Could a battle over whether the masked character is in the public domain impact Quentin Tarantino's future film plans?

A lawsuit that could free the masked avenger character Zorro from the intellectual property grip of Zorro Productions Inc. (ZPI), and by extension Sony Pictures Entertainment, is back on after a federal judge on Tuesday changed his mind on dismissing it. The reinstated case, now being transferred from Washington to California, could impact Sony's plans to re-ignite the franchise.

The plaintiff in the case is Robert Cabell, who in 1996, published a musical entitled "Z – The Musical of Zorro," that's based upon author Johnston McCulley's first Zorro story published in 1919 and the Douglas Fairbanks film that was released the following year.

ZPI, owned by John Gertz, inherited the Zorro rights from his father, who got it from McCulley, and threatened Cabell for licensing his musical in Germany.

In reaction to the threats, Cabell sued ZPI in March 2013, asserting that Zorro is in the public domain, that ZPI "built a licensing empire out of smoke and mirrors," and that ZPI's trademarks on the character should be canceled.

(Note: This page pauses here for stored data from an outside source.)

PR #60319, opened 2024-02-08
database: remove telemetry-export feature flag

keegancsmith:
According to the comment the feature flag should be removed by now. I double checked in slack and we can.

Test Plan: CI


eseliger (approved):

bobheadxi:
Thank you!

PR #60330, opened 2024-02-08
packages: Temporarily disable failing for invalid versions on dotcom

eseliger:
Since we don't validate versions, we have about 170k packages on dotcom that constantly fail cloning. This is putting unnecessary load at it, so until we fix this, let's accept that some packages will have a few missing versions, in favor of having the package cloned at all, and a calmer system.

## Test plan

Will monitor dotcom.


pjlast (approved):
🤞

The following month, Cabell amended his lawsuit to add that although his musical was based on material in the public domain, it also contained significant original material and that ZPI "have copied Mr. Cabell’s material and used it as the basis for a book and a musical of their own."

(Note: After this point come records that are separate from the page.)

PR #60332, opened 2024-02-08
Add Llama Code 13b to all PLG users and remove unused model conversation

philipp-spiess:
Two things going on here:

1. We add Llama Code 13b to all PLG users. c.f. https://sourcegraph.slack.com/archives/C05AGQYD528/p1707411649398769?thread_ts=1706882079.259169&cid=C05AGQYD528
2. Removed some no longer needed model translation. CG can handle the virtual `fireworks/starcoder-16b` model names for a while now.

## Test plan

- Trivial change, CI will test it

### DIFF
--- a/cmd/frontend/internal/dotcom/productsubscription/codygateway_dotcom_user.go
+++ b/cmd/frontend/internal/dotcom/productsubscription/codygateway_dotcom_user.go
@@ -374,6 +374,7 @@ func allowedModels(scope types.CompletionsFeature, isProUser bool) []string {
 			"anthropic/claude-instant-1.2-cyan",
 			"anthropic/claude-instant-1.2",
 			"fireworks/starcoder",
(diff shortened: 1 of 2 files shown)


valerybugakov (approved):

abeatrix (approved):

philipp-spiess:
I wonder if this is still the right place to add this with the addition of SSC/SAMS. @vdavid Do you know by any chance? I am looking for the place where the default list of allowed models for PLG users is define and if it's still on the dotcom side.

vdavid:
@philipp-spiess Yes, this should be enough. We haven’t added a new source for rate limits or allowed models for Cody Gateway yet.
Gateway still goes to dotcom to get this info.
Dotcom optionally (controlled by a feature flag) goes to the new SSC (Self-Serve Cody) service to decide whether the user is Free or Pro, but then dotcom sets the actual values and model lists.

But unlike the outcome of a lawsuit to free much of the Sherlock Holmes canon, Cabell's attempted incursion on Zorro rights failed on the first go-around when U.S. District Judge Ricardo Martinez ruled that the dispute had no business taking place in Washington.

After the decision, Cabell's attorney Greg Latham urged reconsideration on the basis that the judge should have decided to transfer the case instead of dismissing it.

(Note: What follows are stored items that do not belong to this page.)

PR #60883, opened 2024-03-06
search jobs: support diff, commit and path search

stefanhengl:
This adds support for diff, commit and path results types to Search Jobs. We also improve the error messages to be more helpful.

Here are a couple of examples of search queries which are now supported in addition to content search

- diff search: `author:alice after:"1 year ago" foo type:diff`
- commit search: `bas type:commit`
- path search: `file:search.go type:path`

Notes:
- For interactive search, the default types are path, file and repo. For Search Jobs, the default types are path and file, because we don't support repo search yet.
- This change is fully backward compatible. The API does not change.

Test plan:
- New and updated unit tests
- I ran a couple diff/commit search jobs locally and compared the result counts with the counts returned by interactive search.


internal/search/job/jobutil/exhaustive_job.go
```diff
@@ -59,8 +52,49 @@ func NewExhaustive(inputs *search.Inputs) (Exhaustive, error) {
...
+
+	var planJob job.Job
+
+	if resultTypes.Has(result.TypeCommit | result.TypeDiff) {
+		_, _, own := isOwnershipSearch(b)
+		diff := resultTypes.Has(result.TypeDiff)
+		// Follows the logic of interactive search, see
+		// https://github.com/sourcegraph/sourcegraph/pull/35741
+		repoOptionsCopy := repoOptions
+		repoOptionsCopy.OnlyCloned = true
```
mmanela, line 70: Is a repo not being cloned just a point in time situation? How will a user know why repos were skipped?

stefanhengl: Yes, that should be a temporary state.

We could go either way here TBH, but it feels ok to mirror what interactive search does for consistency. The user can find out which exact repos-revision pairs were searched by checking the logs (downloadable from the UI). This fits well with the compliance use-case because we state exactly what we searched.

If we set `OnlyCloned = false`, search jobs on large instances might fail more often and the user has to look at the logs to find out why. I would feel better about this option if we had a way of reporting partial success to the user.

mmanela: What happens if onlyCloned is false? Will we use searcher or something like that to pull the info?

jtibshirani: It seems Search Jobs has a different target use case than interactive search, as it's much more focused on compliance and it'd be really bad if a user missed the fact we skipped over certain repos. So ideally our defaults would reflect that, and we'd loudly surface errors/ missing data instead of focusing on "best effort" as we usually do.

Am I understanding right that we'd currently fail the entire job if one repo search errors? Then your current approach makes sense to me. But big +1 to adding support for partial results so we can clearly surface errors to users.

internal/search/job/jobutil/exhaustive_job.go
```diff
@@ -59,8 +52,49 @@ func NewExhaustive(inputs *search.Inputs) (Exhaustive, error) {
...
+
+		// We can probably support higher limits here if we need to. This is the same
+		// limit we use for interactive search. The assumption is that the limiting
+		// factor for diff/commit search is usually time and not the number of results.
+		// We should revisit this if we see that we are hitting the limit often.
+		fileMatchLimit := int32(computeFileMatchLimit(b, inputs.DefaultLimit()))
```
jtibshirani, line 76: Would it make sense to use the super high limit `DefaultMaxSearchResultsExhaustive` here for consistency?

jtibshirani (commented):
This looks good to me, I left some small comments/ questions as I learn how this works more deeply.

internal/search/job/jobutil/exhaustive_job.go
mmanela: But is that what this setting will do? will onlyCloned just silently filter out non-indexed items? 
And oppositely, if we did onlyCloned=false, would it just work but be slow?

jtibshirani: Ah sorry, missed your question. My understanding: `onlyCloned=true` will silently skip over non-indexed repos. If `onlyCloned=false`, the search will fail. Searcher is not able to help here, since we don't even have the repo available within Sourcegraph.

stefanhengl:
> Am I understanding right that we'd currently fail the entire job if one repo search errors?

Yes

internal/search/job/jobutil/exhaustive_job.go
stefanhengl: Great pointer. Turns out we already use `DefaultMaxSearchResultsExhaustive` because the protocol is `exhaustive`. I removed the wrong comment and simplified the limit calculation: In our case, because we don't support file predicates or "own" searches, `computeFileMatchLimit` always ends up calling `b.MaxResults` anyway.

While reading the code I noticed we don't catch all "own" search during validation. I will fix that in another PR.

jtibshirani (approved):

PR #60891, opened 2024-03-06
Record pattern that was blocked

rafax:
Follow-up to https://github.com/sourcegraph/sourcegraph/pull/60835 recording the pattern that we blocked

## Test plan

- tested locally
- e2e tests


vdavid (approved):
Nice, it all looks good.

PR #60897, opened 2024-03-06
Bahrmichael/playwright playground

bahrmichael:


bahrmichael:
Progress update:

- Achieved a proof of concept on Thursday last week: https://sourcegraph.slack.com/archives/C05D629GWJK/p1710422190795459
- No progress on Friday and Monday due to PTO
- Had an issue with ordered execution of tasks, but that doesn't seem to be a problem at all now. Instead I had to make sure both tasks escape the bazel sandbox so they can use the same browser.
- I have been able to run a playwright test against my local instance of sourcegraph, and produce errors and screenshots. Bazel and the tasks used make it a bit difficult to debug tests, so I'm now putting more effort into making sure we can run playwright without problems locally. There are dependency problems from trying out a lot of things when getting Playwright to run in bazel that I now need to resolve.

bahrmichael:
With [1f5f2de](https://github.com/sourcegraph/sourcegraph/pull/60897/commits/1f5f2deb227bc38660569e57aa6d59a549de7d73) I'm now able to run tests locally and get the expected results. The tests are however failing with playwright, because it seems that the bazel build doesn't respect the playwright config. This is indicated by bazel based tests taking 30s (default timeout; configure timeout is 5s) and complaining about an invalid URL (tests without bazel properly pick up the baseURL from the playwright config).

bahrmichael:
More progress! I've been able to run use the right config in playwright, and also learned about how environment variables are used in bazel. When running a command like the one below, we get an error locally saying that this URL is not accessible (if we don't have a server running there):

```
bazel test "//client/playwright:*"  --action_env=SOURCEGRAPH_BASE_URL="http://localhost:7080"
```

This variable is set in sg.config.yml, and the next commit here should show if that variable is populated for our test.

---

An additional topic that came up when talking with @fkling is that for svelte we want to start our own dev server (see playwright config in client/web-sveltekit) instead of using a server that's already running at another port (see approach above). I'll start working on that tomorrow.

client/web-sveltekit/src/routes/search/page.spec.ts
```diff
@@ -1,49 +1,133 @@
...
+test.describe('page.spec.ts', () => {
+
+    let browser: Browser;
+    let page: Page;
+    let polly: Polly;
+    let server: PollyServer;
+
+    test.beforeEach(async () => {
+
+        browser = await chromium.launch();
```
bahrmichael, line 18: Your IDE may complain that the typing is incompatible with playwright/test versions 1.40.0 and 1.40.2 being incompatible. I had no problems running this, and can look into dependency conflicts later.

PR #60900, opened 2024-03-06
Add RealIP field to request client

evict:
This PR introduces the `RealIP` field for accurate client IP usage behind Cloudflare proxies. This value can be used in scenarios where real client IPs are required, such as rate limiting.

## Test plan
CI tests, added new tests.


internal/completions/httpapi/limiter.go
```diff
@@ -63,20 +64,10 @@ func (r *rateLimiter) TryAcquire(ctx context.Context) (err error) {
...
-			ip = req.IP
-			// Note: ForwardedFor header in general can be spoofed. For
-			// Sourcegraph.com we use a trusted value for this so this is a
-			// reliable value to rate limit with.
-			if req.ForwardedFor != "" {
-				ip = req.ForwardedFor
-			}
-		}
-		if ip == "" {
+		if req.IP == "" {
```
eseliger, line 67: previously we checked that `req` is not nil, can this cause a nil panic now?

internal/requestclient/http.go
```diff
@@ -106,10 +110,16 @@ func httpMiddleware(next http.Handler, external bool) http.Handler {
...
+			// Set the real IP of the client to the connecting IP, if using Cloudflare.
+			if forwardedFor != "" {
+				realIp = forwardedFor
+			}
 		}
 
 		ctxWithClient := WithClient(req.Context(), &Client{
-			IP:           strings.Split(req.RemoteAddr, ":")[0],
+			IP:           remoteAddr,
+			RealIP:       realIp,
```
bobheadxi, line 122: Calling this `realIP` seems strange when the heuristic is only "real" in CF - why not just use `forwardedFor` in dotcom?

bobheadxi: This is simlar to `CF-IPCountry` - instead of a new `realCountry`, we just know that the inferred country is "real" in dotcom/cloud, and "not necessarily real" everywhere else. In this case, we know that `forwardedFor` is "real" in dotcom/cloud, and "not necessarily real" everywhere else

bobheadxi, line 122: Assuming there's a strong case for a new field `RealIP`, we should make this always empty outside of the CF case and omitted by default IMO, to avoid providing a misleading value

internal/requestclient/http.go
```diff
@@ -106,10 +110,16 @@ func httpMiddleware(next http.Handler, external bool) http.Handler {
...
 			ForwardedFor: req.Header.Get(headerKeyForwardedFor),
```
bobheadxi, line 123: Hm I think there's a bug here, should this use the parsed `forwardedFor` variable? 🤔

internal/requestclient/http.go
keegancsmith: Yeah I agree with this point of view.

If we really need a new field, I would call it something like `TrustedIP`. However, I suspect this work is mostly for dotcom so we should probably use similiar logic that we did for forwardedFor. On dotcom we use the CF fields, for other instances we have more trust in the clients w.r.t. ratelimiting/etc.

eseliger (commented):
is this still relevant?

evict:
> is this still relevant?

I will close the issue. It's not a hard requirement, nor a priority right now. We can revisit later.

Issue #60867, opened 2024-03-05
Directory Commits Page Not Accessible


gabtorre:
- **Sourcegraph version:**  5.3

The commits panel, which was previously available in the directory view, has been removed in version 5.3. This change has resulted in users being unable to navigate to the commits page through the UI. The only workaround currently available is manually editing the URL by replacing `tree` with `commits`.

#### Steps to reproduce:

1. Visit a directory page for a repo.

https://sourcegraph.com/github.com/sourcegraph/sourcegraph@87a310bc060c3ca8de42be579b8c53a5ad8a9b71/-/tree/cmd/cody-gateway/internal/httpapi/requestlogger

#### Expected behavior:
`Show all` button to access the directory commits.

<img width="1237" alt="Screenshot 2024-03-05 at 6 00 26 PM" src="https://github.com/sourcegraph/sourcegraph/assets/69164745/4dd5be98-5404-4aa9-a1b1-d08c45b9c1dd">

#### Actual behavior:
No direct way to view all the commits.
<img width="1231" alt="Screenshot 2024-03-05 at 6 00 36 PM" src="https://github.com/sourcegraph/sourcegraph/assets/69164745/cdd969e6-30b5-44e4-afab-3de52703d2db">

Reported by: https://github.com/sourcegraph/accounts/issues/564

If you would like immediate help on this, please email support@sourcegraph.com (you can still create the issue, but there are no [SLAs](https://sourcegraph.com/support/) on issues like there are for support requests).

PR #60909, opened 2024-03-07
Add link to all commits from tree page

gabtorre:
Closes https://github.com/sourcegraph/sourcegraph/issues/60867

This PR adds a link to the page showing all commits like the repo root page.

## Test plan

Manually tested

Screenshot 2024-03-13 at 6 38 27 PM


jdm-twtr:
I think this is a reasonable stop-gap to the issue! Putting my UX hat on now :) the placement of "show all commits" does not feel like it belongs in the directory table. I'd imagine a standalone button centered below the file list, in place of where the previous commit history table was. Users familiar with Sourcegraph will be looking there for the commit history, and find the button instead, which is less drastic of a change than placing a text link in an adjacent, arguably unrelated table.

Just my 2 cents.

fkling:
Sorry, this slipped through the cracks... there seem to be a lot of unrelated changes in this PR, can you rebase?

My gut reaction is that the link feels a bit out of place in this view. Although I'm not a big fan of this either, what do you think about adding a link/button similar to one the one the repo homepage:



That would at least make things consistent.

gabtorre:
That makes sense. Would something like this work better? @fkling 

Screenshot 2024-03-11 at 4 06 39 PM

fkling:
@gabtorre Yes!

peterguy:
@gabtorre I don't see any `Commits` button when running it locally. Maybe I did something wrong; you can audit my steps to make sure:
- `git status` to ensure no outstanding changes
- `git switch main` and `git pull` to update my local copy
- `sg update` and `sg setup` to ensure I have the latest `sg`
- `sg start`
- Launch [https://sourcegraph.test:3443/github.com/sourcegraph/sourcegraph/-/tree/client/eslint-plugin-wildcard](https://sourcegraph.test:3443/github.com/sourcegraph/sourcegraph/-/tree/client/eslint-plugin-wildcard) in Chrome

I also don't see any ownership info; not sure if that's an indicator of something broken on my end or not.

screen capture of the folder view

gabtorre:
I just pushed the changes and updated the description, sorry about that! @peterguy

client/web/src/repo/tree/TreePageContent.tsx
```diff
@@ -14,7 +14,18 @@ import { SearchPatternType, type TreeFields } from '@sourcegraph/shared/src/grap
 import type { PlatformContextProps } from '@sourcegraph/shared/src/platform/context'
 import type { TelemetryProps } from '@sourcegraph/shared/src/telemetry/telemetryService'
 import { buildSearchURLQuery } from '@sourcegraph/shared/src/util/url'
-import { Badge, ButtonLink, Card, CardHeader, Icon, Link, Text, Tooltip } from '@sourcegraph/wildcard'
+import {
+    Badge,
+    Button,
+    ButtonLink,
+    ButtonGroup,
```
peterguy, line 21: Don't need `ButtonGroup` if it's only one button.

client/web/src/repo/tree/TreePageContent.tsx
```diff
@@ -196,7 +227,14 @@ export const TreePageContent: React.FunctionComponent<React.PropsWithChildren<Tr
                     )}
                 </section>
             )}
-            <section className={classNames('test-tree-entries container mb-3 px-0', styles.section)}>
+
+            <section
+                className={classNames(
+                    'test-tree-entries container mb-3 px-0',
+                    styles.section,
+                    !readmeEntry ? 'mt-3' : undefined
```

Judge Martinez now agrees, and ironically in a lawsuit that aims to establish that a character created nearly a century ago is in the public domain, it's Cabell's amended claim that his musical was infringed upon that provided salvation for the plaintiff.

According to the latest opinion, "Because the Copyright Act bars recovery for any damage claim that accrued more than three years before commencement of the suit, dismissal will preclude Plaintiff from seeking recovery for alleged infringement from March 2010 through February 2012, a substantial interval. Dismissal will also waste private and judicial resources by forcing Plaintiff to revisit already trodden ground in order to initiate a new action in California."

So the judge is just having the case transferred to a California district, where the defendant will likely seek to have the lawsuit dismissed again on alternative grounds previously offered. Namely, that Cabell's claims are barred by the statute of limitations and that a work in the public domain — if it's really there — doesn't mean it can't be protected as a trademark.

As the dispute continues, Sony Pictures will be watching closely. According to documents leaked in the hack, Sony has spent a good amount of money on this very case, has been assigned rights to Zorro by Gertz' company, and has had discussions with Quentin Tarantino about doing a Django Unchained/Zorro crossover film with a tentative 2017 release date.